I threw up my hands even as
Bones’s
snort became a full-blown laugh. “Kitten, I’m sure there’s a way to fix this in the future, but right now, we’ve more pressing concerns,” he said once he’d controlled his chuckles. “Ask our mate what can help repel ghosts. Can’t have you stopping to do that same speech every few hours, and while New Orleans might be one of the world’s most haunted cities, it’s not the home of
every
spook on the planet.”

 

I shook off my guilt and frustration over Fabian’s sudden lack of willpower enough to absorb
Bones’s
point. New Orleans did have an unusually high ghost population, which I’d always attributed to its history of disease, war, malaria, natural disasters, and native predators. But Bones was right.
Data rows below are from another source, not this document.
PR #184, opened 2021-06-01
CBAPI-2353: User Mgmt, Grants and Access Profiles - User Tests

abowersox-cb:
## Pull request checklist

https://jira.carbonblack.local/browse/CBAPI-2353

## Pull Request Description

Added test scripts to validate functionality of the user and grant APIs, which also serve as examples of the functionality.  Also applied fixes to SDK code as necessary to reflect reality of interacting with the server.

- [ ] Yes
- [x] No

## How Has This Been Tested?

Scripts have been run against org on dev01.  Unit tests have been adjusted to reflect changes made for bug fix purposes in the SDK.


src/cbc_sdk/rest_api.py
```diff
@@ -59,6 +59,16 @@ def _perform_query(self, cls, **kwargs):
         else:
             raise ApiError("All Carbon Black Cloud models must provide _query_implementation")
 
+    @property
+    def org_urn(self):
+        """
+        Returns the URN of the current organization.
```
avanbrunt-cb, line 65: I would modify this docstring to be `Returns the URN based on the configured org_key.`

examples/platform/change_role.py
```diff
@@ -0,0 +1,45 @@
...
+from cbc_sdk.helpers import build_cli_parser, get_cb_cloud_object
+from cbc_sdk.platform import User
+import sys
+
+
+def main():
+    """Main function for the role changing script"""
+    parser = build_cli_parser("Change User's Role")
+    parser.add_argument('email', help='E-mail address of the user to change role of')
+    parser.add_argument('role', help='New role URN for the user')
```
avanbrunt-cb, line 24: Would you consider making this an input based script after the initial args to select one of the permitted roles?

avanbrunt-cb: Likely something to consider for the other example scripts too if the role argument is not provided

examples/platform/find_users_with_grants.py
```diff
@@ -0,0 +1,58 @@
...
+# * NON-INFRINGEMENT AND FITNESS FOR A PARTICULAR PURPOSE.
+
+"""Find users that have "interesting" grants (with profiles) and list them."""
+
+from cbc_sdk.helpers import build_cli_parser, get_cb_cloud_object
+from cbc_sdk.platform import User
+import sys
+
+
+def is_interesting(user):
```
avanbrunt-cb, line 20: This should be `has_grant` as `is_interesting` is not descriptive

examples/platform/list_permitted_roles.py
```diff
@@ -0,0 +1,33 @@
...
+# SPDX-License-Identifier: MIT
+# *******************************************************
+# *
+# * DISCLAIMER. THIS PROGRAM IS PROVIDED TO YOU "AS IS" WITHOUT
+# * WARRANTIES OR CONDITIONS OF ANY KIND, WHETHER ORAL OR WRITTEN,
+# * EXPRESS OR IMPLIED. THE AUTHOR SPECIFICALLY DISCLAIMS ANY IMPLIED
+# * WARRANTIES OR CONDITIONS OF MERCHANTABILITY, SATISFACTORY QUALITY,
+# * NON-INFRINGEMENT AND FITNESS FOR A PARTICULAR PURPOSE.
+
+"""List all the roles we are permitted to assign to users."""
```
avanbrunt-cb, line 13: Instead of `we are` it should be `the api_key is`

src/cbc_sdk/platform/users.py
```diff
@@ -149,13 +162,8 @@ def add_grant_profile(self, orgs, roles):
...
         def build(self):
-            """
-            Builds the new user and returns it.
-
-            Returns:
-                User: The new user object from the server.
-            """
-            return User._create_user(self._cb, self._creation_data)
+            """Builds the new user."""
+            User._create_user(self._cb, self._creation_data)
```
avanbrunt-cb, line 166: You added a comment below the query implementation I would add something similar to the docstring for context 

```
# N.B.: new user is not "findable" until activated and initial password set
```

examples/platform/name_a_user.py
```diff
@@ -0,0 +1,44 @@
...
+# SPDX-License-Identifier: MIT
+# *******************************************************
+# *
+# * DISCLAIMER. THIS PROGRAM IS PROVIDED TO YOU "AS IS" WITHOUT
+# * WARRANTIES OR CONDITIONS OF ANY KIND, WHETHER ORAL OR WRITTEN,
+# * EXPRESS OR IMPLIED. THE AUTHOR SPECIFICALLY DISCLAIMS ANY IMPLIED
+# * WARRANTIES OR CONDITIONS OF MERCHANTABILITY, SATISFACTORY QUALITY,
+# * NON-INFRINGEMENT AND FITNESS FOR A PARTICULAR PURPOSE.
+
+"""Example script which finds a user without a name and gives them one."""
```
avanbrunt-cb, line 13: Instead of finding a random user which is not a practical customer usecase this should update an existing user by email either their name or phone number. The code is also really dense and compressed which makes reading and comprehending the script a challenge for newer python developers.

examples/platform/set_user_enable.py
```diff
@@ -0,0 +1,60 @@
...
+import sys
+
+
+def peek_status(user):
+    """Returns True if user is enabled, False if disabled."""
+    grant = user.grant()
+    return not grant.revoked
+
+
+def poke_status(user, value):
```
avanbrunt-cb, line 26: This should be `get_status` and `update_status` as the function names are not intuitive

examples/platform/set_user_enable.py
```diff
@@ -0,0 +1,60 @@
...
+    if args.enable:
+        poke_status(user, True)
+        status = True
+    elif args.disable:
+        poke_status(user, False)
+        status = False
+    else:
+        status = peek_status(user)
+    word_status = "ENABLED" if status else "DISABLED"
+    print(f"Current status: {word_status}")
```
avanbrunt-cb, line 55: You can combine these lines into a single line

```
print(f"Current status: {'ENABLED' if status else 'DISABLED'}")
```

examples/platform/find_users_with_grants.py
abowersox-cb: Refactor -> Rename :)

examples/platform/list_permitted_roles.py
abowersox-cb: Altered

examples/platform/name_a_user.py
abowersox-cb: I may just dump this whole script as it doesn't add much useful to the examples. Would that be OK?

examples/platform/set_user_enable.py
abowersox-cb: You never coded in BASIC on the old late-70's micros, did you? In any event, two instances of Refactor -> Rename. :)

examples/platform/set_user_enable.py
abowersox-cb: OK, I'll do that!

src/cbc_sdk/platform/users.py
abowersox-cb: I fleshed the docstring out a bit along these lines.

src/cbc_sdk/rest_api.py
abowersox-cb: So modified.

abowersox-cb (commented):
Updates made based on above.

src/cbc_sdk/platform/users.py
avanbrunt-cb: Can we add the same note to the `def build` function as well

examples/platform/name_a_user.py
avanbrunt-cb: That works too

examples/platform/change_role.py
avanbrunt-cb: What I was thinking was that the role argument would be optional so that if it is not specified then you would print the the permitted roles for the API key so that the user can choose one of them. I really like the concept of this script however a user may not know the role urns so being able to let them see and choose would be helpful. By making the role argument optional a user could also provide the property if they already know the URN

```
What role would you like to configure?
1. View Only
2. Security Analyst I
3. Security Analyst II
```

src/cbc_sdk/platform/users.py
abowersox-cb: Copy-pasta done.

examples/platform/name_a_user.py
abowersox-cb: It's been sent to the bit bucket.

examples/platform/change_role.py
abowersox-cb: `Grant.get_permitted_roles` only returns the URNs of the roles, not any human-readable text such as you want to display here.  We'd have to change that API call if you wanted to do this.

avanbrunt-cb: There are other useful properties in the roles model, we should consider how to best to expose that information in the CBC SDK. Would it make sense to rename `get_permitted_roles` to `get_permitted_role_urns` and create an additional function to return the entire role object? Or is there another better option to provide the full role context?

avanbrunt-cb: https://developer.carbonblack.com/reference/carbon-black-cloud/platform/latest/access-profiles-and-grants/#get-permitted-roles

abowersox-cb: Well, we could go _completely_ down the rabbit hole here and make Role a first-class object within the SDK that can be queried via the `cb.select()` mechanism, but do you want to delay the 1.3 release of the SDK long enough to do this?  To put it another way, what's the _simplest_ thing we can do to satisfy your concerns on this particular item?

avanbrunt-cb (approved):

examples/platform/change_role.py
avanbrunt-cb: Capturing the effort to better handle roles in a future story

abowersox-cb: Following discussion during sprint planning, I have renamed `get_permitted_roles` to `get_permitted_role_urns` to leave room for future expansion of the role information we return, by whatever mechanism.  It's not worth holding up the 1.3 release to do anything else right now.

examples/platform/set_user_enable.py
```diff
@@ -0,0 +1,59 @@
...
+    grant.revoked = not value
+    grant.save()
+
+
+def main():
+    """Main function for the role changing script"""
+    parser = build_cli_parser("Set User Enable/Disable")
+    parser.add_argument('email', help='E-mail address of the user to set status of')
+    parser.add_argument('-e', '--enable', action='store_true', help='Enable this user')
+    parser.add_argument('-d', '--disable', action='store_true', help='Disable this user')
```
emitreva-cb, line 40: The only thing I was thinking is whether there should be some validations that -e and -d are not both present, but considering that only enabled would be applied maybe we do not need to worry.

emitreva-cb (approved):
LGTM

examples/platform/set_user_enable.py
abowersox-cb: Probably not. This is just an example and everyone can see the control flow favors "enable" over "disable."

If Marie’s blood called to ghosts—and obviously it did, judging from my new popularity with the living-impaired—then the Big Easy should have tons more spooks than it did. Here’s hoping the dampener to Marie’s spectral siren song wasn’t just a natural geographical perk, like an overabundance of alligators. That would be cause for even more notice than a huge posse of ghosts trailing me everywhere.

 

Even though Fabian would have heard Bones, he didn’t offer up any information on the topic.
Just continued to look at me with an eager expression.
I sighed, thinking Ghost Dominatrix probably fit me better than Ghost Whisperer with my new condition.

 

“Fabian, if I wanted to try to keep ghosts from following me everywhere, what could I use?”

 

He looked worried. “You want to get rid of me?”

 

“No, of course not,” I replied, mentally cursing Marie once more. “You’ll always have a home with us; I told you that. This is only for a short time until the situation with
Apollyon
is fixed. You need to get back to Dave in the meantime, anyway. He’s in danger without you.”

 

I assuaged my conscience by reminding myself that Fabian had agreed to accompany Dave before, when he had control over his own actions. This wasn’t ordering him to do something against his will; it was just sticking to the plan.

 

I still felt like a heel.

 

“Ah, I understand,” Fabian said, smiling again as he stroked one of his sideburns in contemplation. “I can think of two things that, when combined, are hard for many ghosts to be near because they make the air feel bad. One of those is garlic. Not just a few cloves, but many.”

 

My mouth sagged at the irony. The plant most fabled to repel vampires was actually part of a
ghost’s
kryptonite?

 

“The other is the plant some people smoke,” Fabian went on. “When large quantities of that and garlic are present in close proximity, most ghosts can barely stand to be near it.”